Let's save the output of `load_file` as the `input` we'll provide to `parse_input`. Running `load_file` for the example file above gives:

In [3]:
#| code-fold: false
input = load_file("./problem_assets/connected_sinks_and_sources/example.txt")
print(input)

['*02\n', 'C10\n', '╠11\n', '╗12\n', '═21\n', '╚30\n', '╝31\n', '╦32\n', '═40\n', '═42\n', 'B50\n', 'A52']


As we can see the lines include the newline character, let's clean up `input` by using `map` and [rstrip](https://docs.python.org/3/library/stdtypes.html#str.rstrip).  

In [4]:
#| code-fold: false
input = list(map(lambda x: x.rstrip("\n"), input))
print(input)

['*02', 'C10', '╠11', '╗12', '═21', '╚30', '╝31', '╦32', '═40', '═42', 'B50', 'A52']


::: {.callout-tip title="Note" appearance="minimal" collapse="false"}
Note that we need to use `list` with `map` because Python 3's `map` works by *lazy* as opposed to *strict* evaluation (which means that the Python interpreter only evaluates values one at a time, as opposed to all at once which is the case when evaluating a simple expression like, say, `sum=1+2`)
:::

But we're still dealing with simple string representations. That means it's not immediately clear how to obtain the **open edges** of, say, the `╚` character programmatically (much less). Let's parse this list down into a data structure we will call `Item`.

`Item` will have Boolean instance variables:

* `left`
* `right`
* `top`
* `down`

Which will indicate whether the corresponding edge is open or closed (`True` or `False` respectively).

It will also have instance variables `x` and `y` for the item's coordinates.
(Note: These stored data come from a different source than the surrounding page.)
Issue #780, opened 2025-05-17
Bash completion: Does not handle sub-commands with hyphens


jaredgrubb:
The bash completion doesn't handle subcommands that have hyphens in them correctly.

**ArgumentParser version:** `1.5.0` and main
**Swift version:** N/A

### Checklist
- [x] If possible, I've reproduced the issue using the `main` branch of this package
- [x] I've searched for [existing GitHub issues](https://github.com/apple/swift-argument-parser/issues)

### Steps to Reproduce
The unit tests have a subcommand and the generated bash completion doesn't actually work. So the tests already reproduce the issue if the bash completion is loaded.

### Expected behavior
Subcommand completion should be correct.

### Actual behavior
```
_base_test_sub-command: command not found
```

PR #781, opened 2025-05-17
Bash Completion: fix bug in dash vs underscore (#780)

jaredgrubb:
The generated script tries to call sub-functions that have hyphens in them instead of underscores.

### Checklist

### DIFF
--- a/CHANGELOG.md
+++ b/CHANGELOG.md
@@ -6,7 +6,9 @@ Add new items at the end of the relevant section under **Unreleased**.
 
 ## [Unreleased]
 
-*No new changes.*
+### Fixes
+
+- Bash completion scripts correctly handles subcommands with hyphens. ([#780])
 
 ---
 
--- a/Sources/ArgumentParser/Completions/BashCompletionsGenerator.swift
+++ b/Sources/ArgumentParser/Completions/BashCompletionsGenerator.swift
@@ -290,7 +290,7 @@ extension [ParsableCommand.Type] {
             case "${subcommand}" in
             \(subcommands.map { $0._commandName }.joined(separator: "|")))
                 # Offer subcommand argument completions
-                "\(functionName)_${subcommand}"
+                "\(functionName)_${subcommand//-/_}"
                 ;;
             *)
                 # Offer subcommand completions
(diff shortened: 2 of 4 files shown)


jaredgrubb:
@rgoldberg I see you've been adjusting completions lately. I want to make sure you see this PR.

rgoldberg:
@jaredgrubb thanks for the heads up. Just to double check: the problem exists in both 1.5.0 & in main?

rgoldberg:
@jaredgrubb Also, I think that the solution is more likely to be to ensure that generated function names do not replace `-` with `_`.

Otherwise, you can have a name conflict for the functions between subcommand `a-b` & `a_b`. It's unlikely, but possible that someone will have both.

rgoldberg:
@jaredgrubb FYI, my PR to redo completions using ToolIfnoV0 (#764) already has the fix that I proposed (no longer replacing `-` with `_`).

If you agree that works, it probably makes sense to close this PR because, IMO, my PR solves the problem more completely.

jaredgrubb:
I think that sounds ok -- as long as that PR is likely to merge before the next release? 
Otherwise, this PR is a very nice quick-fix for something that's broken today and your PR could rebase on top of it until it's ready.

rgoldberg:
@jaredgrubb I hope my PR will be merged before the next release. It & my other PRs seem ready to go. If there are issues wit migrating to ToolInfoV0, I can always extract my solution for this from that PR and submit it by itself.

Hopefully I'll hear back from the project members soon.

DO you think it makes sense to mark this PR as a draft so they don't merge it then mine, causing unnecessary merge issues, etc.?

Or, could you mention in the initial comment for this PR that a more complete solution already exists in #764 & can be extracted?

It just doesn't make sense to me to go for a quicker solution that has naming clash issues when the full solution is already available.

natecook1000:
@jaredgrubb Thanks for looking at this! I'm working on reviewing #764, and will make sure it lands before the next release, so that change will resolve the underlying issue.

jaredgrubb:
Sounds good! I look forward to the fix!

rgoldberg:
@jaredgrubb Thanks for noticing this, and for giving me a heads up. Sorry for having preempted your fix.

If you notice any other completion problems, please let me know.

Many completion bugs are still extant, with many due to string quoting, escaping, and/or delimiting issues. I just haven't had the chance to find & fix them all yet.

PR #782, opened 2025-05-19
Support async custom completion closures

### LINKED ISSUE #555: Permit asynchronous code to be given to the custom completion type

rgoldberg:
Support async custom completion closures.

Resolve #555

### Checklist

### DIFF
--- a/Sources/ArgumentParser/Completions/BashCompletionsGenerator.swift
+++ b/Sources/ArgumentParser/Completions/BashCompletionsGenerator.swift
@@ -380,7 +380,7 @@ extension [ParsableCommand.Type] {
 
         """
 
-    case .custom:
+    case .custom, .customAsync:
       // Generate a call back into the command to retrieve a completions list
       return """
         \(addCompletionsFunctionName) -W\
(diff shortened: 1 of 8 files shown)


rgoldberg:
@natecook1000 This PR might be simpler to review than #764, so you might want to get this out of the way first.

Thanks for reviewing / merging everything.

natecook1000 (commented):
Looks good! Can you add a couple tests that verify that the async version is usable?

rgoldberg:
@natecook1000 Added a multi-shell custom completion test for async custom completion handlers.

natecook1000:
@swift-ci Please test

rgoldberg:
@natecook1000 I pushed an attempt to fix the Linux build issues. I didn't get any build or test issues on macOS 15.5, but I don't know how to run the Linux tests myself, or how to make the macOS tests mimic the Linux tests.

I assume that the Linux tests have stricter concurrency checking enabled than the macOS & Windows tests do. Maybe they should be changed to be as strict as the Linux tests. Should I open an issue for that? Does one already exist?

natecook1000:
@swift-ci Please test

PR #783, opened 2025-05-22
build: conditionally add Foundation dependency edge

compnerd:
When building without `-DFoundation_DIR=...`, we should not wire up a dependency on Foundation and instead rely on autolinking and the driver to collude to resolve the linkage. Failure to do so will instill a rogue `-lFoundation.lib` when linking on Windows.


compnerd:
@swift-ci please test

natecook1000 (approved):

An additional `type` instance variable with possible values in $\{$`Source`,`Pipe`,`Sink`$\}$ may be helpful for checking terminal conditions.

In [28]:
#| code-fold: false
class Item:
    def __init__(
            self, type: str = "Pipe", 
            edges: list[bool] = [True, True, True, True], 
            coords: list[int] = [0,0]
        ):
        self.type = type
        self.edges = edges
        self.coords = coords
    
    def __repr__(self): # String representation of object for logging
        return (f"-----{type(self).__name__}-----\n"
                f"  type: {self.type}\n"
                f"  edges: {self.edges}\n"
                f"  coordinates: {self.coords}\n")

Unfortunately, there's no way to get around the hard-coding of the ASCII pipe to `Item` mappings without adding unmerited complexity to the problem.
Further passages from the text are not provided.